● **The problem**
Report the number of lines in the records below that contain the word "shortened", and nothing more.

(Excerpted records)

PR #546, opened 2023-06-16
Add Tokens page

csillag:


src/app/components/Tokens/TokenList.tsx
```diff
@@ -0,0 +1,82 @@
...
+import { TablePaginationProps } from '../Table/TablePagination'
+import { AccountLink } from '../Account/AccountLink'
+import { TokenLink } from './TokenLink'
+import { CopyToClipboard } from '../CopyToClipboard'
+
+type TokensProps = {
+  tokens?: EvmToken[]
+  isLoading: boolean
+  limit: number
+  verbose?: boolean
```
buberdds, line 13: It looks like we don't need verbose mode at all.

src/app/components/Tokens/TokenList.tsx
```diff
@@ -0,0 +1,82 @@
...
+    { content: t('tokens.supply'), align: TableCellAlign.Right },
+    { content: t('common.ticker'), align: TableCellAlign.Right },
+  ]
+
+  const tableRows = tokens?.map((token, index) => {
+    return {
+      key: token.contract_addr,
+      data: [
+        {
+          content: (index + 1).toLocaleString(),
```
buberdds, line 37: You need to take an offset into account.

csillag: Right. Fixed.

buberdds (approved):
This is nice start, but what's a plan for tokens feature? Should it be hidden for now so internal releases are "stable"/fully functional or we don't care about internal releases and we are aiming for public launch only?

csillag:
>  but what's a plan for tokens feature? Should it be hidden for now so internal releases are "stable"/fully functional or we don't care about internal releases and we are aiming for public launch only?

I think the indexer has already merged the PRs for extended support (including getting data about the individual tokens etc), so I think we will be flash out the support soon enough. I don't know about the plan for the releases and milestone.

PR #553, opened 2023-06-19
Fix displaying error messages on unsupported layers

csillag:
Before:

image

After:

image

### DIFF
--- a/src/app/hooks/useScopeParam.ts
+++ b/src/app/hooks/useScopeParam.ts
@@ -1,4 +1,4 @@
-import { useParams } from 'react-router-dom'
+import { useParams, useRouteError } from 'react-router-dom'
 import { Network } from '../../types/network'
 import { RouteUtils } from '../utils/route-utils'
 import { AppError, AppErrors } from '../../types/errors'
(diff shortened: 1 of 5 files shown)


buberdds:
when we render layout with unsupported layer, do we need to hide network/ParaTime picker?

csillag:
> when we render layout with unsupported layer, do we need to hide network/ParaTime picker?

In the current for, yes we should, because otherwise it might give us further errors.
However, showing it could be the easiest way back to a valid URL.... but in order to be able to show it, we need to teach it to handle launching with an invalid (or disabled) layer. I don't want to add code changes to it now, since there is another pending PR. 

So for now I will just hide it. User can still click on the Oasis logo and start overf.

csillag:
Updated the code accordingly.

src/app/hooks/useScopeParam.ts
```diff
@@ -10,38 +10,50 @@ export const useNetworkParam = (): Network | undefined => {
...
+    valid: true,
   }
 
-  if (!scope || !RouteUtils.getEnabledNetworks().includes(scope.network))
-    throw new AppError(AppErrors.UnsupportedNetwork)
+  if (network === undefined || layer === undefined) {
+    scope.valid = false
+    if (!error)
+      throw new Error(
+        'You must either specify both network and layer or none of them. You can not have one but not the other.',
```
lukaw3d, line 36: Why are we encoding this here? Isn't it a consequence of routes, not scope param, so add a 404 route instead

PR #554, opened 2023-06-19
Prevent showing horizontal scrollbar on home page

buberdds:
Reported via Internal Launch Feedback.

For me scrollbar is visible always on home page 
current `https://explorer.dev.oasis.io/`
Screenshot 2023-06-19 at 14 10 15

Issue here is that home page layout is using `100vw` width. Combo of `100vw` + vertical scroll + no max width  will cause horizontal scrolls to be visible.

### DIFF
--- a/.changelog/554.bugfix.md
+++ b/.changelog/554.bugfix.md
@@ -1,0 +1,1 @@
+Prevent showing horizontal scrollbar on home page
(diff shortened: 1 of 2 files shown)


csillag:
> Issue here is that home page layout is using 100vw width. Combo of 100vw + vertical scroll + no max width will cause horizontal scrolls to be visible.

Shouldn't we get rid of the vertical scroll here? The presence of the vertical scroll seems to be an error to me, since the main component is not taking the banner into account...

buberdds:
Ah yeah that's another issue I will have to look at.

csillag:
> Ah yeah that's another issue I will have to look at.

Do we need _both_ fixes? (Won't fixing that other issue automatically resolve this as well?)

csillag (approved):
Reviewed. LGTM.

buberdds:
yeah, we will need both probably

PR #562, opened 2023-06-19
Table column content: require key and support ReactNode content

csillag:
Related to https://github.com/oasisprotocol/explorer/pull/505#discussion_r1234493647

### DIFF
--- a/src/app/components/Table/index.tsx
+++ b/src/app/components/Table/index.tsx
@@ -61,7 +61,8 @@ export type TableRowProps = {
 }
 
 export type TableColProps = {
-  content: string
+  key: string
+  content: ReactNode
   align?: TableCellAlign
   width?: string
 }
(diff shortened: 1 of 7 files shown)


src/app/components/Table/index.tsx
```diff
@@ -105,7 +105,7 @@ export const Table: FC<TableProps> = ({
             <TableRow>
               {columns.map((column, index) => (
                 <TableCell
-                  key={column.content}
+                  key={`field-${index}`}
```
lukaw3d, line 108: From discussion: this might be risky

I would rather follow the pattern from table body where rows and cells have `key` field

csillag: > I would rather follow the pattern from table body where rows and cells have key field

Updated to do this.

lukaw3d (approved):

PR #570, opened 2023-06-20
Fix token supply formatting

lukaw3d:


.changelog/570.bugfix.md
```diff
@@ -0,0 +1 @@
+Add token overview page and dashboard component
```
csillag, line 1: This should be improved

csillag (approved):
LGTM (except the changelog)

.changelog/570.bugfix.md
lukaw3d: This is the same so it can be deduplicated by towncrier (when a new feature and subsequent improvements are within one release)

csillag: Ahh, I see. Btw there is also a `trivial` filename format, which is dropped by towncrier..

lukaw3d: yup. I'll change to that, it's just less confusing

PR #571, opened 2023-06-20
Wrap all long values in description list

lukaw3d:
| Before | After | 
| --- | --- |
| localhost_1234_testnet_sapphire_tx_0x12106a139c9eb799f25b2fd3879827c23c737debefa63da8569560ba556e163c (1) | localhost_1234_testnet_sapphire_tx_0x12106a139c9eb799f25b2fd3879827c23c737debefa63da8569560ba556e163c |

### DIFF
--- a/.changelog/571.bugfix.md
+++ b/.changelog/571.bugfix.md
@@ -1,0 +1,1 @@
+Wrap all long values in detail pages
--- a/src/app/components/StyledDescriptionList/index.tsx
+++ b/src/app/components/StyledDescriptionList/index.tsx
@@ -59,6 +59,7 @@ export const StyledDescriptionList = styled(InlineDescriptionList, {
   },
   dd: {
     color: COLORS.brandExtraDark,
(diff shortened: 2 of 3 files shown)


lukaw3d:
@donouwens thoughts? this seems like a good fallback if mobile+tablet designs don't capture everything

csillag:
Nice, but I don't get why `Encrypted data` looks like that (on the "before" image), since we already have wrapping enabled at https://github.com/oasisprotocol/explorer/blob/42e96f394b137ded663c53b84d798e930b476771/src/app/components/LongDataDisplay/index.tsx#L21

And it does work, down to a specific width, and then stops working. I think that would be worth a separate fix.

lukaw3d:
> @csillag And it does work, down to a specific width, and then stops working. I think that would be worth a separate fix.

Looks like it stops working at the width of tx hash (tx hash didn't have wrapping, and it extended the parent element width)

csillag:
Changelog fragment seems to be missing

PR #1443, opened 2024-06-05
Avoid showing "NaN%" in the charts when there is no prev data

csillag:
We have some statistics up on the paratime dashboards. However, when comparing to the current data to the previous one (whatever that means for the current setting), if the previous one was 0, when calculating the change, we get a division by zero error, and hence, NaN.

As discussed with @donouwens , in these situations, we should simply hide the percentage value. Like this:

| Before:   | After: |
| ------------- | ------------- |
| image  | image |

### DIFF
--- a/src/app/components/PercentageGain/index.tsx
+++ b/src/app/components/PercentageGain/index.tsx
@@ -13,6 +13,9 @@ interface PercentageGainProps {
  * Negative percentage shows red box with down arrow.
  */
 export const PercentageGain: FC<PercentageGainProps> = ({ earliestValue, latestValue }) => {
+  // If the previous data was zero, we can't divide with it, it would just get us infinity or Nan...
+  if (earliestValue === 0) return
+
   const ratio = (latestValue - earliestValue) / earliestValue
 
   return (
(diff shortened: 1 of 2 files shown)


src/app/components/PercentageGain/index.tsx
```diff
@@ -13,6 +13,9 @@ interface PercentageGainProps {
  * Negative percentage shows red box with down arrow.
  */
 export const PercentageGain: FC<PercentageGainProps> = ({ earliestValue, latestValue }) => {
+  // If there is no previous data, we can't divide with it, it would just get us a Nan...
+  if (!earliestValue) return
```
lukaw3d, line 17: `earliestValue === 0` would make it easier to see "division by zero" issue

lukaw3d (approved):

lukaw3d (changes requested):
Wait this doesn't work like I thought. If it was division by zero it would print Infinity, not NaN

lukaw3d (approved):
Oh, 0/0 is not infinity

csillag:
> Wait this doesn't work like I thought. If it was division by zero it would print Infinity, not NaN

1/0 is `infinity`, but 0/0 is `NaN`. Bottom line, we just shouldn't divide by zero.

src/app/components/PercentageGain/index.tsx
csillag: OK updated.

(End Excerpted records)

● **Written solution**
5